Retirée d’Afghanistan, l’armée allemande s’interroge sur son avenir

C’est une page importante de tournée pour la Bundeswehr, qui représentait il y a peu le deuxième contingent armé de l’Otan en Afghanistan (1 300 soldats) derrière les États-Unis (2 500 soldats). Berlin a devancé Washington de deux mois dans le retrait de ses troupes. L’Allemagne a même pris de l’avance sur le 4 juillet, date de la fête nationale américaine où elle avait promis de cesser sa mission commencée il y a 20 ans, dans la foulée des attentats du 11 septembre. Les derniers soldats ont été transportés, mardi 29 juin, par quatre avions militaires depuis le camp de campagne de Marmal à Mazar-e-Charif.

« Chapitre historique »

En deux décennies, l’armée allemande a déboursé 12 milliards d’euros pour déployer 160 000 hommes en Afghanistan, dont 59 sont morts, la plus grosse perte essuyée depuis la fin de la Seconde Guerre mondiale. « C’est un chapitre historique qui s’achève, un déploiement intensif qui a mis la Bundeswehr au défi et l’a façonnée, au cours duquel l’armée allemande a fait ses preuves au combat », a déclaré la ministre de la défense Annegret Kramp-Karrenbauer, pressentie pour succéder au Norvégien Jens Stoltenberg, le secrétaire général de l’Otan.

Le processus de « normalisation » de l’armée allemande a commencé après la chute du Mur de Berlin. Il a commencé par un premier envoi de soldats en Somalie, en 1993, pour l’opération « Restore hope » sous mandat américain – sans armes, habillés en orange, sur de l’humanitaire. Puis l’Allemagne est intervenue au Kosovo, en Bosnie sous le mandat de l’Otan, avant de s’engager en Afghanistan, essentiellement pour former les troupes afghanes.

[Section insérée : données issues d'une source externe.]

PR #2916, opened 2024-09-25
[BUG] improve error reporting for multistatement sql

amitschang:
Called it a bug because the error is confusing, this fixes error behavior of multistatement sql. Before:

```py
daft.sql('''SELECT * FROM df; SELECT count(*) FROM df''', cat)
```

results in this error:
```py
daft.exceptions.InvalidSQLException: Unsupported SQL: 'SELECT * FROM df'
```

but of course that SQL is supported! With this change, error becomes:

```py
daft.exceptions.InvalidSQLException: Unsupported SQL: 'Only exactly one SQL statement allowed, found 2'
```

which I believe is at least currently correct, and any future support of multiple statements would have to touch this area of code anyway.

### DIFF
--- a/src/daft-sql/src/planner.rs
+++ b/src/daft-sql/src/planner.rs
@@ -12,8 +12,8 @@ use daft_plan::{LogicalPlanBuilder, LogicalPlanRef};
 use sqlparser::{
     ast::{
         ArrayElemTypeDef, BinaryOperator, CastKind, ExactNumberInfo, GroupByExpr, Ident, Query,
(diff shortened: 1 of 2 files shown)


universalmind303 (approved):

universalmind303:
@amitschang it looks like there's some merge conflicts. Once these are resolved, this should be good to merge!

amitschang:
@universalmind303 thanks! I rebased on the latest origin/main - actually didn't encounter a conflict somehow

PR #2918, opened 2024-09-25
[CHORE] Enable read_sql for swordfish

colin-ho:
Enables read_sql tests for swordfish.

Additionally adds an `EmptyScan` operator. This is needed because some sql tests produce 0 scan tasks (some other IO tests that are skipped also need empty scan, so this PR will enable those to pass as well, I will unskip them in future PRs).

_Technically_, we don't need a dedicated empty scan operator for this, but it might be useful to be explicit. (For what it's worth the current runner does have an [empty scan operator](https://github.com/Eventual-Inc/Daft/blob/3f37a69e37211d5aa17f416096cb4eb9a22e3b7a/daft/execution/rust_physical_plan_shim.py#L53) as well)


src/daft-local-execution/src/sources/scan_task.rs
```diff
@@ -262,10 +263,33 @@ async fn stream_scan_task(
             .await?
         }
         #[cfg(feature = "python")]
-        FileFormatConfig::Database(_) => {
-            return Err(common_error::DaftError::TypeError(
-                "Database file format not implemented".to_string(),
-            ));
+        FileFormatConfig::Database(common_file_formats::DatabaseSourceConfig { sql, conn }) => {
```
colin-ho, line 266: The existing read_sql code for the current executor is here: https://github.com/Eventual-Inc/Daft/blob/3f37a69e37211d5aa17f416096cb4eb9a22e3b7a/src/daft-micropartition/src/micropartition.rs#L356-L380, i just copied it for swordfish. The only difference is that a scan task for swordfish returns a stream, in the case for sql however, there's no way currently to stream results from a database read, so no choice but to wrap the result in a `futures::stream::once`

desmondcheongzx (approved):
LGTM

src/daft-local-execution/src/sources/scan_task.rs
desmondcheongzx: Might be nice to leave a comment about this

PR #2929, opened 2024-09-25
[CHORE] use cargo-machete in pre-commit hook

andrewgazelka:
questions:
- can we install it somehow? how about a pinned version?
- which order should it be in?
- am I doing this right? I am not familiar with `pre-commit`

### DIFF
--- a/.pre-commit-config.yaml
+++ b/.pre-commit-config.yaml
@@ -110,6 +110,15 @@ repos:
     types: [rust]
     pass_filenames: false
 
+  - id: cargo-machete
+    name: cargo machete
+    description: Check for unused Rust dependencies
+    entry: cargo machete
+    language: system
+    types: [rust]
+    pass_filenames: false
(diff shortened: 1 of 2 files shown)


samster25:
This one is a bit tricky since this will require everyone who is developing in daft to have cargo machete installed on their machine. We can assume folks will have rust fmt and clippy installed but this might be a stretch!

One work around is to invoke a shell script for the hook that first checks if cargo machete is installed and prints out a warning on how to install it

andrewgazelka:
> This one is a bit tricky since this will require everyone who is developing in daft to have cargo machete installed on their machine. We can assume folks will have rust fmt and clippy installed but this might be a stretch!
> 
> One work around is to invoke a shell script for the hook that first checks if cargo machete is installed and prints out a warning on how to install it

ba9adbb05a473f8a6b5cea30edc0b9e12fbe81e3

should fix this

PR #2931, opened 2024-09-25
[DOCS] Fix docs to add SQL capabilities

jaychia:
1. Changes a lot of the messaging in Daft to talk about us as a **data engine** that exposes both a **SQL and Python API**


src/daft-sql/src/functions.rs
```diff
@@ -119,8 +121,15 @@ impl SQLFunctions {
     }
 
     /// Add a [FunctionExpr] to the [SQLFunctions] instance.
-    pub fn add_fn<F: SQLFunction + 'static>(&mut self, name: &str, func: F) {
+    pub fn add_fn<F: SQLFunction + 'static>(
+        &mut self,
+        name: &str,
+        func: F,
+        docstring: &'static str,
+        args: &'static [&'static str],
```
universalmind303, line 129: I was initially thinking we'd add these to the `SQLFunction` trait instead.

src/daft-sql/src/python.rs
```diff
@@ -23,8 +23,16 @@ pub fn sql_expr(sql: &str) -> PyResult<PyExpr> {
 }
 
 #[pyfunction]
-pub fn list_sql_functions() -> Vec<String> {
-    SQL_FUNCTIONS.map.keys().cloned().collect()
+pub fn list_sql_functions() -> Vec<(String, &'static str, Vec<&'static str>)> {
```
universalmind303, line 26: this return type is kinda hard to reason about. Could we create a struct/pyclass for this instead.

src/daft-sql/src/modules/image/mod.rs
```diff
@@ -10,10 +10,30 @@ pub struct SQLModuleImage;
...
+            "image_decode",
+            decode::SQLImageDecode {},
+            "TODO: Docstring",
+            &[],
+        );
+        parent.add_fn(
+            "image_encode",
+            encode::SQLImageEncode {},
+            "TODO: Docstring",
+            &[],
```
universalmind303, line 24: implementing `docstring` and `args` on `SQLFunction` would allow us to have `TODO: docstring` as a default implementation, reducing a lot of this boilerplate.

universalmind303 (commented):
a few small changes, but overall looks good!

À présent, la plus forte présence allemande se trouve au Mali : 900 soldats sur les missions Minusma et EUTM. Mais un récent attentat-suicide à Gao qui a fait 12 blessés parmi les casques bleus allemands a relancé les divisions politiques sur l’intérêt de cette présence, trois mois avant les élections fédérales, le 26 septembre prochain.

En attendant les ordres

L’armée allemande devra sans doute composer avec des vents contraires, si, comme les sondages l’indiquent, le pays prend le chemin d’une coalition entre les chrétiens-démocrates et les Verts. Dans le cadre des engagements auprès de l’Otan, le candidat conservateur Armin Laschet (CDU) soutient l’objectif d’atteindre 2 % du PIB consacré à la défense d’ici à 2025 (contre 1,59 aujourd’hui, soit 47 milliards d’euros). Un objectif rejeté par la candidate écologiste Annalena Baerbock, qui défend l’idée d’une armée plus opérationnelle.

Travaillée par des tensions internes, la Bundeswehr se cherche à la fois une identité et une raison d’être. Secouée par les scandales dus à des sympathisants néonazis ou d’extrême droite, elle vient de recruter un grand rabbin à son aumônerie militaire. Son désengagement opérationnel s’accompagne par ailleurs d’un retrait civil. Sa mission de soutien au ministère de la santé dans la gestion sanitaire vient de s’achever, avec la baisse du nombre de cas.